Principle of Ethics II

Individuals shall honor their responsibility to achieve and maintain the highest level of professional competence and performance.

Under this principle, there are several rules which apply to mentoring responsibilities. These include:

Rule D. Individuals shall enhance and refine their professional competence and expertise through engagement in lifelong learning applicable to their professional activities and skills.

  • With state licensure boards across the nation and ASHA either requiring or considering requiring ethics and/or supervision specific continuing education credits, mentors could benefit from areas of training explicitly focused on supervision of Clinical Fellows.

Rule E. Individuals in administrative or supervisory roles shall not require or permit their professional staff to provide services or conduct research activities that exceed the staff member's certification status, competence, education, training, and experience.

  • In situations where the mentor becomes aware that the Clinical Fellow needs additional education, training, or experience in a particular practice area, it is the responsibility of the mentor to facilitate the fellow's acquisition of such education, training, or experience. Rule E may apply when both the mentor and the Clinical Fellow are employed within the same entity and the Clinical Fellow is considered a member of the professional staff.

Principle of Ethics III

Individuals shall honor their responsibility to the public when advocating for the unmet communication and swallowing needs of the public and shall provide accurate information involving any aspect of the professions.

Under this principle, there are several rules which apply to mentoring responsibilities. These include:

Rule A. Individuals shall not misrepresent their credentials, competence, education, training, experience, or scholarly contributions.

  • It is the ethical responsibility of the mentor to maintain professional credentials throughout the supervision for all Clinical Fellows. The mentor must also prohibit the Clinical Fellow from providing services for which they are not qualified and assure they do not misrepresent their professional services to the public.

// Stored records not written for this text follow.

PR #894, opened 2021-12-15
perf: Cache reference lookups for subschemas

Stranger6667:
The latest commit cuts the time to 8.08942461013794 sec which is quite close to `3.2.0` version performance (5.38702654838562 sec on my machine)

### DIFF
--- a/CHANGELOG.rst
+++ b/CHANGELOG.rst
@@ -5,6 +5,7 @@ v4.3.0
   certain input types (#893)
 * Cache reference lookups for subschemas (#893)
 * Use cached lookups for resolving fragments if the referent document is known (#893)
+* Replace the ``Validator.evolve`` method with an equivalent class attribute
 * Implement a PEP544 Protocol for validator classes (#890)
 
 v4.2.1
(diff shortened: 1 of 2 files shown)


Stranger6667:
Another small thing that cuts the time to `7.816486835479736 sec` & removes ~2M func calls from that example code is replacing `Validator.evolve` method with `evolve = attr.evolve` so there is no extra function call overhead. Let me know if this change would be ok :)

Julian:
Ayy CPython... Yes that's likely fine with me too as long as we preserve the documentation!

CHANGELOG.rst
```diff
@@ -5,6 +5,7 @@ v4.3.0
   certain input types (#893)
 * Cache reference lookups for subschemas (#893)
 * Use cached lookups for resolving fragments if the referent document is known (#893)
+* Replace the ``Validator.evolve`` method with an equivalent class attribute
```
Julian, line 8: This is an implementation detail, we can save mentioning it I think.

And for the other two I'd maybe just say something simpler like "resolving refs has had performance improvements" and have that cover the whole change, someone can look at the PR for details.

Stranger6667: Done! :)

Julian:
Fantastic, thanks again, really appreciate the time! Merging.

PR #896, opened 2021-12-18
perf: Cache subschemas

Stranger6667:
Continuation of #894. This patch introduces a cache for subschemas-related keywords, which reduces the number of calls to the search routine. All subschemas-related keywords are searched in one pass and then stored in a cached dict. With the OP from #893 it reduces the total number of function calls from 61512655 to 56438634 (~9%). The number of calls to the search routine is reduced 5x (from 1090000 to 218000).

I'd be happy to know what do you think :)

### DIFF
--- a/jsonschema/validators.py
+++ b/jsonschema/validators.py
@@ -755,27 +755,21 @@ class RefResolver(object):
         finally:
             self.pop_scope()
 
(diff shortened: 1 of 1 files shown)


Julian:
Wonderful, thanks again, merging!

PR #899, opened 2022-01-01
Move warnings to user context

Kojoley:
Currently the warning location points inside the `jsonschema` code and it takes an additional effort to find where the actual code that triggers it is located.

### DIFF
--- a/jsonschema/__init__.py
+++ b/jsonschema/__init__.py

Rule B. Individuals shall avoid engaging in conflicts of interest whereby personal, financial, or other considerations have the potential to influence or compromise professional judgment and objectivity.

Rule C. Individuals shall not misrepresent research and scholarly activities, diagnostic information, services provided, results of services provided, products dispensed, or the effects of products dispensed.

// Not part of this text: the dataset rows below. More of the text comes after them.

PR #724, opened 2021-11-12
Fix Dockerfile (`master`)

kysrpex:
* Docker image now builds (failing previously).

* Changed deprecated `MAINTAINER` to `LABEL org.opencontainers.image.authors`.

* Do not run tox when building the docker image, as GitHub's CI is already testing every commit.

----

Original PR is #723 (merge of hotfix to `dev`). This PR is the merge of the same hotfix branch to `master`.

### DIFF
--- a/Dockerfile
+++ b/Dockerfile
@@ -1,16 +1,12 @@
 FROM ubuntu:18.04
-MAINTAINER pablo.de.andres@fraunhofer.iwm.de
+LABEL org.opencontainers.image.authors="pablo.de.andres@fraunhofer.iwm.de, jose.manuel.dominguez@iwm.fraunhofer.de, yoav.nahshon@iwm.fraunhofer.de"
 
 RUN apt-get update && \
     apt-get install -y python3.7 python3-pip
-RUN python3.7 -m pip install --upgrade pip
-
-RUN ln -s /usr/bin/python3.7 /usr/bin/python & \
-    ln -s /usr/bin/pip3 /usr/bin/pip
+RUN update-alternatives --install /usr/bin/python python /usr/bin/python3.6 1
+RUN update-alternatives --install /usr/bin/python python /usr/bin/python3.7 2
+RUN update-alternatives --install /usr/bin/pip pip /usr/bin/pip3 2
+RUN python -m pip install --upgrade pip
 
 ADD . /simphony/osp-core
-WORKDIR /simphony/osp-core
-
-RUN pip install tox
-RUN tox -e py37
-RUN python setup.py install
+RUN pip install /simphony/osp-core
--- a/Dockerfile
+++ b/Dockerfile
@@ -3,9 +3,9 @@ LABEL org.opencontainers.image.authors="pablo.de.andres@fraunhofer.iwm.de, jose.
 
 RUN apt-get update && \
     apt-get install -y python3.7 python3-pip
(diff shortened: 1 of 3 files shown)


pablo-de-andres:
Do we want to have all these different versions of Python installed? I feel like it might end up confusing anyone using this as a base image. 
Also I think Ubuntu18 might be getting outdated. Why not use something like Python3.8/9 as the base image, and we don't even need to worry about installing Python or pip?

kysrpex:
> Do we want to have all these different versions of Python installed? I feel like it might end up confusing anyone using this as a base image.
Ubuntu 18.04 comes with python 3.6 and python 2.7. Moreover, none of them is the default python. It is better if we use Python 3.7 because it uses rdflib 6, thus OSP-core gets the performance boost. I do not like the multiplicity either.

> Also I think Ubuntu18 might be getting outdated. Why not use something like Python3.8/9 as the base image, and we don't even need to worry about installing Python or pip?

I agree with the change. However changing the base image is a breaking change -> major release? (stuff can break on images based on the SimPhoNy docker image). To decide what to do here, we should answer the following question.

Take the [Python docker image](https://hub.docker.com/_/python) as example. There are lots of versions. The question is: when they change the base image, do they change the version number?

The answers seems to be that they use the same version number as Python, and have an additional part on the label for the base image version (e.g. `buster`, `bullseye`...).

To have this kind of sophistication we need a separate repo only for docker images, similar to [their own repo](https://github.com/docker-library/python).

Since probably we do not want to do so much work, I'd rather go for keeping the Dockerfile version tied to OSP-core version. That is, if the base image is changed a new major version needs to be released.

pablo-de-andres:
Fair enough. However, the previous image did not work. Which means anyone using it as a base must have tuned it locally.
So whatever we release now will kinda be a breaking change?

So we could use this chance to release a minimal, working one

kysrpex:
> Fair enough. However, the previous image did not work. Which means anyone using it as a base must have tuned it locally. So whatever we release now will kinda be a breaking change?
> 
> So we could use this chance to release a minimal, working one

Great argument, you convinced me.

kysrpex:
> > Fair enough. However, the previous image did not work. Which means anyone using it as a base must have tuned it locally. So whatever we release now will kinda be a breaking change?
> > So we could use this chance to release a minimal, working one
> 
> Great argument, you convinced me.

Well sorry, actually not. 

> > Fair enough. However, the previous image did not work. Which means anyone using it as a base must have tuned it locally. So whatever we release now will kinda be a breaking change?
> > So we could use this chance to release a minimal, working one
> 
> Great argument, you convinced me.

Well, actually maybe you did not... For some earlier version it must have been working... What about people who upgrade from such version to the latest one?

pablo-de-andres:
I guess it depends on what version stopped working... Because the previous `Dockerfile` was based on `miniconda`, and the one before on `Python 3.8`. Though I assume the reason why it now fails are changes on other parts of the source code, so it could have been working for previous releases, just not the latest.

I definitely see your point and I think it is the right approach in general. Here I simply think releasing a patched version and having to keep in mind that in the next major we will simplify it is unnecessary overhead.

In the end, I see both points and will approve you decision. :)

kysrpex:
@pablo-de-andres Let's go with keeping the base image as it is. I created issue #727 for the next major version.

pablo-de-andres (approved):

  • The mentor needs to provide ethical guidance to assure that the Clinical Fellow understands how to identify a conflict of interest and does not engage in inappropriate activities.

Principle of Ethics IV

Individuals shall uphold the dignity and autonomy of the professions, maintain collaborative and harmonious interprofessional and intraprofessional relationships, and accept the professions' self-imposed standards.

Under this principle, there are several rules which apply to mentoring responsibilities. These include:

Rule G. Individuals shall not engage in any form of harassment, power abuse, or sexual harassment.

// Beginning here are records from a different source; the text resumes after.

PR #734, opened 2021-12-08
733 Publish OSP-core in PyPI (3.x branch)

### LINKED ISSUE #733: Publish OSP-core in PyPI
### Discussed in https://github.com/simphony/osp-core/discussions/686

<div type='discussions-op-text'>

<sup>Originally posted by **yoavnash** May 20, 2021</sup>
Publish OSP-core in pypi to enable easy installation of the package.

Options for the project name:
1. `pip install simphony`
2. `pip install osp-core`
3. `pip install simphony-osp-core`

Option 3 has the advantage of being able to extend for wrappers. For example: `pip install simphony-wrapper-simlammp`.

Relevent links:
- For testing: https://test.pypi.org/
- For registering: https://pypi.org/</div>

kysrpex:
Closes #733.


kysrpex:
@pablo-de-andres @yoavnash Unfortunately, I think we cannot do the change of package name without changing the major version number.

- Users will expect things not to break, but will have nice stuff like this.
```bash
[jose@PCDEV-L009 SimPhoNy]$ pip list | grep osp
osp-core                          3.5.9
simphony-osp                      3.6.0
```
- All wrappers will break because `osp-core` is declared as a dependency.

kysrpex:
@pablo-de-andres @yoavnash A further reflection: do we want to keep the import name as `osp.core`? This is feasible even when changing the package name, but I assume users are happy to import from the same name as the package. For us, this would be `from simphony_osp import ...` and `from simphony_osp.lammps import ...` . Again this breaks everything even more.

PR #744, opened 2022-01-24
Set the default ping_timeout for the websockets socket spawned by the `CommunicationEngineClient` to `None`.

### LINKED ISSUE #743: Transport session: connection drops during long data transfers
When a data transfer is performed through the transport session, it lasts for a maximum of 20 seconds. After that, the connection on the client hangs and drops. This is an issue when large volumes of data are being transferred (e.g. files).

kysrpex:
Closes #743.

### DIFF
--- a/osp/core/session/transport/communication_engine.py
+++ b/osp/core/session/transport/communication_engine.py
@@ -162,6 +162,12 @@ class CommunicationEngineClient():
         """
         self.uri = uri
         self.kwargs = kwargs
+        # The default `ping_timeout` is 20s. The pings are not sent during a
+        # transfer. Thus, if the transfer takes more than 20s, then the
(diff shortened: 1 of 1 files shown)


pablo-de-andres:
Isn't it  a bit risky to deactivate it completely? What if something fails, and it keeps waiting forever?

kysrpex:
> Isn't it a bit risky to deactivate it completely? What if something fails, and it keeps waiting forever?

Then it keeps waiting forever (on the client). If you pull the plug, the server notices and closes its socket. Then if you connect the network again, the server returns connection reset to the client that fails too. I imagine in rare cases this may not happen and the client may get stuck forever. I agree that this is not good but imo is better than setting a maximum time for connections.

pablo-de-andres (approved):

PR #643, opened 2021-05-25
Warn when committing unreachable objects to a database wrapper.

kysrpex:
- [x] Add a warning for unreachable objects on commit.
- [ ] Add a warning for uncommited objects on close.

Issue #626, opened 2021-04-29
Unable to reach CUDS object


yoavnash:
When creating a CUDS object associated with a wrapper session, I'm unable to reach it by iteration or by export. Am I missing something?

Sample code:
```python
from osp.core.namespaces import city
from osp.wrappers.sqlite_wrapper_session import SqliteWrapperSession
from osp.core.utils import serialize_rdf_graph

uuid_to_lookup = None

with SqliteWrapperSession("test.db") as session:
    wrapper = city.CityWrapper(session=session)
    c = city.City(name="Freiburg", session=session)
    uuid_to_lookup = c.uid
    print('1', c)
    print('2', uuid_to_lookup)
    session.commit()

with SqliteWrapperSession("test.db") as session:
    wrapper = city.CityWrapper(session=session)
    for c in wrapper.iter():
        print('3', c)
    # print('4', session.load(uuid_to_lookup).one())
    serialize_rdf_graph('./test.ttl', format='turtle', session=session)
```
this produces an empty file named `test.ttl` and the following output:
```sh
1 city.City: e455f0f8-6ad2-45dc-9d83-4126b71c79d1
2 e455f0f8-6ad2-45dc-9d83-4126b71c79d1
```

When uncommenting the line `print('4', session.load(uuid_to_lookup).one())`, the following output is added:
```sh
4 city.City: e455f0f8-6ad2-45dc-9d83-4126b71c79d1
```
and the content of the file is:
```
@prefix ns1: <http://www.osp-core.com/city#> .
@prefix xsd: <http://www.w3.org/2001/XMLSchema#> .

<http://www.osp-core.com/cuds#bfbe1cd9-5b6b-4094-a976-671224fc81d6> a ns1:City ;
    ns1:coordinates "[0, 0]"^^<http://www.osp-core.com/cuba#_datatypes/VECTOR-INT-2> ;
    ns1:name "Freiburg"^^xsd:string .
```

However, I would expect that the CUDS object will be exported even without loading it explicitly.

pablo-de-andres:
Could this be because `serialize_rdf_graph` only looks at the registry when it should load everything from the backend?

yoavnash:
That's what I think, but that misleads the user

kysrpex:
> Could this be because `serialize_rdf_graph` only looks at the registry when it should load everything from the backend?

The serializer is trying to find all CUDS objects from the root of the session, the wrapper. The city was never added to the wrapper, so it is not exported.

[...]

PR #748, opened 2022-02-01
Improve the warning provided when CUDS objects are unreachable from the wrapper object and add an option to disable it

kysrpex:
Generating such a warning involves traversing the whole connected component of the graph where the wrapper object is. This is extremely expensive if the dataset is large. Therefore, the user should be able to disable it. A better solution should be provided in SimPhoNy v4. Related to #643, #626.

This PR also improves the performance of the generation of such warning (by reusing the same sets in each iteration of the `get_subtree` method).

### DIFF
--- a/osp/core/session/db/db_wrapper_session.py
+++ b/osp/core/session/db/db_wrapper_session.py
@@ -1,18 +1,19 @@
 """An abstract session containing method useful for all database backends."""
 
-from abc import abstractmethod
-from typing import Union
 import itertools
 import logging
-import rdflib
 import uuid
-from osp.core.utils.general import uid_from_iri, CUDS_IRI_PREFIX
+from abc import abstractmethod
+from typing import Union
+
+import rdflib
+
+import osp.core.warnings as warning_settings
 from osp.core.ontology.namespace_registry import namespace_registry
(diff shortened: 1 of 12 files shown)


osp/core/session/db/db_wrapper_session.py
```diff
@@ -197,3 +201,23 @@ def _unreachable_warning(self, root_obj: Union[rdflib.URIRef, uuid.UUID]):
...
+        if len(reachable) + len(unreachable) > 1000:
+            # Recommend disabling the warning for large datasets.
+            warning = "You are working with a large dataset. "
+            if not len(unreachable) > 0:
+                warning += "By default, when committing changes, " \
+                           "OSP-core looks for objects that are unreachable " \
+                           "from the wrapper object to generate a warning. " \
+                           "Generating such "
+            else:
+                warning += "Generating the above "
```
pablo-de-andres, line 213: Not sure that the if provides that much difference in terms of the text of the warning. Maybe the distinction could be clearer/removed?

pablo-de-andres (commented):
Maybe add tests to check whether the exception is raised or not based on how the flag is set?

pablo-de-andres (approved):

Rule L. Individuals shall not discriminate in their relationships with colleagues, assistants, students, support personnel, and members of other professions and disciplines on the basis of race, ethnicity, sex, gender identity/gender expression, sexual orientation, age, religion, national origin, disability, culture, language, dialect, or socioeconomic status.

  • According to Rules G and L, the mentor has the responsibility to treat the Clinical Fellow with dignity and respect at all times, allowing the Clinical Fellow to develop professionally without intimidation or fear of reprisal.

Rule R. Individuals shall comply with local, state, and federal laws and regulations applicable to professional practice, research ethics, and the responsible conduct of research.

  • A mentor who allows a Clinical Fellow to provide clinical services under their supervision when the Clinical Fellow is not properly licensed as required by the applicable state, aids in the misrepresentation of services provided as well as the misrepresentation of the Clinical Fellow's credentials.